═════ Supplied entries

PR #527, opened 2018-10-27
MH-13196, Unregister Resource Servlets of Bundles to be Removed

lkiesow:
Trying to replace a bundle with a static resource servelet registered by
Opencast (e.g. runtime-info-ui-ng or admin-ui) will result in an
org.osgi.service.http.NamespaceException when the updates bundle is
registered again since the servlet registered by the first bundle never
got removed and its alias is hence already in use.

Example:

[asciicast](https://asciinema.org/a/208822)

This patch ensures that servlets are unregistered as soon as the
associated bundle is unloaded. This makes it easily possible to
live-deploy a new version of that bundle, e.g. using Karaf's
`bundle:watch` feature without the need for restarting Opencast in the
process.

*Work sponsored by SWITCH*

### DIFF
--- a/modules/kernel/src/main/java/org/opencastproject/kernel/rest/RestPublisher.java
+++ b/modules/kernel/src/main/java/org/opencastproject/kernel/rest/RestPublisher.java
@@ -137,7 +137,7 @@ public class RestPublisher implements RestConstants {
   private Server server;
 
   /** The map of JAX-RS resource providers */
-  private Map<ServiceReference<?>, ResourceProvider> resourceProviders = new HashMap<>();
+  private Map<ServiceReference<?>, ResourceProvider> resourceProviders = new ConcurrentHashMap<>();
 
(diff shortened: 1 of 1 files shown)


modules/kernel/src/main/java/org/opencastproject/kernel/rest/RestPublisher.java
```diff
@@ -452,6 +450,8 @@ public URL getResource(String name) {
    */
   class StaticResourceBundleTracker extends BundleTracker<Object> {
 
+    private HashMap<Bundle, ServiceRegistration> servlets = new HashMap<>();
```
staubesv, line 453: What about thread-safety when accessing this data structure?

lkiesow: fixed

══════════

### About this task:
If a line above includes the string "that", pick it out.

### Your response:
This patch ensures that servlets are unregistered as soon as the
live-deploy a new version of that bundle, e.g. using Karaf's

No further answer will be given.